Wenn es in Deutschland eine Partei gibt, die diesen negativen Kreislauf des Weiter-so durchbrechen kann, dann sind es die Grünen. Das haben sie auf ihrem Zukunftskongress bewiesen. Da debattiert eine Partei die gesellschaftlichen Streitfragen auf hohem intellektuellem Niveau und gibt gleichzeitig ihre politische und konzeptionelle Verunsicherung zu erkennen. Sie vergisst einfach mal für zwei Tage ihre Rolle im erstarrten institutionellen Gefüge dieser Republik. Das ist erfrischend. Es erinnert an die politische Leidenschaft früherer Tage. Es provoziert jedoch gleichzeitig Fragen, denen die Partei gern ausweicht: Wo lag die grüne Zukunft während der letzten sieben Jahre vergraben? Woran ist Rot-Grün gescheitert, wenn nicht an Schröder? Und welche Konsequenzen hat das für die Formulierung grüner Politik im Spannungsfeld zwischen Ökologie, Gerechtigkeit und Bildung als neuer Kernfrage jeder sozialen Politik?

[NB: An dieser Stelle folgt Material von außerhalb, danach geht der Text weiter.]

PR #7227, opened 2016-06-18
Stop swallowing errors from DescribeAlarms

dtolnay:
This caused alarms to be created repeatedly if Terraform is running without DescribeAlarms permission.


jen20:
Thanks @dtolnay! This looks good to me.

PR #7231, opened 2016-06-19
Add scaleway provider

nicolai86:
this PR adds a new provider for scaleway. It is an extended, tested & properly integrated version of the scaleway provider found here: https://github.com/hex-sh/terraform-provider-scaleway. 

the provider build here allows scaleway users to manage servers, volumes, IPs, security groups & security group rules. The only thing missing at the moment is runtime volume attachment, which is not exposed via the scaleway API, and requires multiple API calls to succeed in sequence (stopping the running server, attaching the volume, starting the server again; reverse for detaching) which is why I did not implement it for now; I'd prefer a top level resource for this, similar to how aws handles it;

However, before diving into an implementation for this I'd prefer some feedback.

### DIFF
--- a/builtin/bins/provider-scaleway/main.go
+++ b/builtin/bins/provider-scaleway/main.go
@@ -1,0 +1,12 @@
+package main
+
+import (
+	"github.com/hashicorp/terraform/builtin/providers/scaleway"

Dieser Kongress kann für die Grünen der Anfang einer neuen Radikalität im Denken sein. Dieses Unterfangen wird jedoch nur dann Erfolg haben, wenn sich die Partei als Agent eines radikalen gesellschaftlichen Wandels versteht – und nicht zuallererst als verlässlicher Koalitionspartner.